Oyinkansola Adesewa Oyeyiola-Ourias, yang dipanggil Oyinkansola, sudah menulis puisi sejak berumur 5 tahun. Ia tampil dalam lomba deklamasi di Lagos, dan bersaing dengan seniman perempuan lainnya.
Titi Mabogunje, penyair perempuan muda lainnya mengatakan, pertunjukan deklamasi membuatnya “berani”, dan ia memenangkan lomba deklamasi yang pertama. Sekarang ia menjadi mentor cara berdeklamasi untuk remaja di Lagos.
Tahun lalu, seorang gadis 14 tahun bernama Ibukun Ajagbe menjadi pemenang lomba, dan penonton mengapresiasinya dengan ‘standing ovation’.
“Puisi menjadi media menyuarakan semua beban pikiran kami tentang ketidakadilan,” kata Oyinkansola, yang didukung sejumlah perempuan ketia ia berdeklamasi. “Kami menggunakan puisi untuk mengubah hidup, untuk menyampaikan pesan.”
Mestinya Negara Kami Tidak Seperti Ini
Seniman muda yang bersemangat itu tinggal di rumah dengan jalan masuk yang terjaga keamanannya, di lingkungan yang jauh dari tetangga di.Lagos, dekat stasiun bensin yang kerap kekurangan stok bahan bakar.

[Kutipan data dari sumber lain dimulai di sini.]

PR #2783, opened 2022-09-14
Prelude docs and updating some examples

mohammadfawaz:
- New section in the book about the prelude.
- Updating the examples to not add unnecessary imports.


docs/src/blockchain-development/calling_contracts.md
```diff
@@ -33,8 +33,6 @@ fn return_45() -> u64 {
 // ./contract_b.sw
 contract;
 
-use contract_a::ContractA;
```
Braqzen, line 36: `make_call()` uses `ContractA` in the `abi` cast however it has been removed as an import. The code should really be extracted into a project so that it can be included and have CI run on it

mohammadfawaz: On my tasks list is to actually rework this whole chapter. So many things wrong there.

Braqzen (dismissed):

Di ruang tamu, ia membanggakan karyanya: lukisannya, ia telah menerbitkan buku puisi pertamanya ketika ia masih berusia delapan tahun. Dia meletakkan motif kain berwarna-warni, yang baru dicelupkan lilin. Beberapa pakaiannya didesain dan dijahit oleh penjahit lokal
Ia mengaku terinspirasi penyair Nigeria Wole Soyinka dan John Lada Clark.
Melalui internet ia bisa berhubungan dengan penyair lainnya, dan membuatnya punya ide-ide penelitian. Di teleponnya, yang selalu mengikuri seri terbaru, ia membuat video pertunjukan puisinya yang diperlukannya untuk memasuki kompetisi berikutnya. Melalui Facebook dan Whatsapp, ia terus berkonsultasi dengan mentornya dan berhubungan dengan komunitas seniman muda lainnya.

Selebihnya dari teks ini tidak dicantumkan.